MARLBORO — The Nov. 29 Brattleboro Reformer editorial lambasting six elderly nuke protesters for irresponsible behavior represented a dogmatic thinking process so narrow and mean as to have no place in the here and now.
Had this smug soulless writer been extant to witness the capture of escaped slaves during the antebellum era, would he have been pleased to see the law upheld? Would he have gone against a person of sympathy who broke the law by attempting to aid the escapees? Hearing the cries of tortured plundered people chained in coffle to be dragged back to rapist masters, might he have said, “This is not a question of slavery, but of respect for law?”
From the genesis of social order the founded reason for law - either democratically or dictatorially promulgated - has been to protect wealth, property, and privilege for the most powerful at the hierarchal top, with a trickle-down benefit potential for those below, diminishing in correlation to position.
Law also lubricates and provides leverage to expedite agendas of manipulation, a process perfectly exemplified by the continued existence of Entergy Nuclear Vermont Yankee in Vermont.
In this capacity, law is not for the benefit of society, but to allow the plunder of society. It puts a cloak of propriety on greed and becomes the force that maintains the status quo.
The laws that empowered Jim Crow furthered entrenchment of ancient wrongs morphing into accepted protocol. If not for protesters - people of committed ethics and conscience - Jim Crow would still be frozen in place by law. New law that disenfranchised Jim Crow came in the wake of social protest; law was never in the vanguard.

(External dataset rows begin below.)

PR #3207, opened 2024-02-01
feat: improve create-key logging 

paulbalaji:
improve logging through create-key script and related infra logic

also add `[chainName]` prefix to validator announce logs

drive-by from doing https://github.com/hyperlane-xyz/hyperlane-monorepo/pull/3190

### DIFF
--- a/typescript/infra/scripts/utils.ts
+++ b/typescript/infra/scripts/utils.ts
@@ -180,7 +180,7 @@ export function getKeyForRole(
   role: Role,
   index?: number,
 ): CloudAgentKey {
-  debugLog(`Get key for ${role} role`);
+  debugLog(`Getting key for ${role} role`);
   const environmentConfig = environments[environment];
   const agentConfig = getAgentConfig(context, environmentConfig);
   return getCloudAgentKey(agentConfig, role, chain, index);
--- a/typescript/infra/scripts/utils.ts
+++ b/typescript/infra/scripts/utils.ts
@@ -195,9 +195,9 @@ export async function getMultiProviderForRole(
   // TODO: rename to consensusType?
   connectionType?: RpcConsensusType,
 ): Promise<MultiProvider> {
-  debugLog(`Get multiprovider for ${role} role`);
+  debugLog(`Getting multiprovider for ${role} role`);
   if (process.env.CI === 'true') {
-    debugLog('Return multiprovider with default RPCs in CI');
+    debugLog('Returning multiprovider with default RPCs in CI');
     return new MultiProvider(); // use default RPCs
   }
   const multiProvider = new MultiProvider(txConfigs);
--- a/typescript/infra/scripts/utils.ts
+++ b/typescript/infra/scripts/utils.ts
@@ -1,3 +1,4 @@
+import debug from 'debug';
 import path from 'path';
 import yargs from 'yargs';
 
@@ -28,6 +29,8 @@ import { fetchProvider } from '../src/config/chain';
 import { EnvironmentNames, deployEnvToSdkEnv } from '../src/config/environment';
 import { Role } from '../src/roles';
 import { assertContext, assertRole, readJSON } from '../src/utils/utils';
+
+const debugLog = debug('infra:scripts:utils');
 
 export enum Modules {
   // TODO: change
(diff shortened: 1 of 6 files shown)


typescript/infra/scripts/utils.ts
```diff
@@ -171,6 +180,7 @@ export function getKeyForRole(
   role: Role,
   index?: number,
 ): CloudAgentKey {
+  debugLog(`Get key for ${role} role`);
```
tkporter, line 183: nit: not important but elsewhere we say stuff like "Getting ..." etc instead of "Get ...", would be good to be consistent throughout here / this PR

The six elderly ladies so scorned by our Reformer editor are my heroes. Social activists acting with commitment against greed and cruelty have always been the hub upon which society turns to the light.
The town of Vernon and, indeed, an entire portion of New England is occupied by an entity corrupted by greed, motivated by profit, and willing to sell land and people down river to fatten a bottom line.
For 40 years, our regulators, judiciary, and law enforcement have been the willing sycophantic enablers of this wrong.
If we are ever to be saved or are to save ourselves, it will be thanks to the dedicated old ladies, not canting editors.